Which lines should be repeated? Exactly the one containing "to coding guide" and every line after it through the end of the entries below.

####

PR #2231, opened 2023-06-30
Add "decorators" section to coding guide

### LINKED ISSUE #2223: Add minimal example for `@validate_quantities` in coding guide
Right now the coding guide includes an example of using `@validate_quantities`, which includes additional checks for different parameters.  It would be helpful to include a minimal example which does not have any of those additional checks.  It could be something like:

```python
@validate_quantities
def magnetic_pressure(B: u.T) -> u.Pa:
    return B**2 / (2 * const.mu0)
```

This might also be a good time to create a specific subsection for "Validating quantities" so that it can be linked to, instead of including it in a bullet point list.  Should be placed near `@particle_input` too.  Maybe a "Decorators" section with subsections for "Validating quantities" and "Particle inputs"?

JaydenR2305:
Resolves #2223

Adds a decorators section demonstrating use of the `quantity_input` and `particle_input` decorators.


docs/contributing/coding_guide.rst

####

> [Task result]:
Add "decorators" section to coding guide

### LINKED ISSUE #2223: Add minimal example for `@validate_quantities` in coding guide
Right now the coding guide includes an example of using `@validate_quantities`, which includes additional checks for different parameters.  It would be helpful to include a minimal example which does not have any of those additional checks.  It could be something like:

```python
@validate_quantities
def magnetic_pressure(B: u.T) -> u.Pa:
    return B**2 / (2 * const.mu0)
```

This might also be a good time to create a specific subsection for "Validating quantities" so that it can be linked to, instead of including it in a bullet point list.  Should be placed near `@particle_input` too.  Maybe a "Decorators" section with subsections for "Validating quantities" and "Particle inputs"?

JaydenR2305:
Resolves #2223

Adds a decorators section demonstrating use of the `quantity_input` and `particle_input` decorators.


docs/contributing/coding_guide.rst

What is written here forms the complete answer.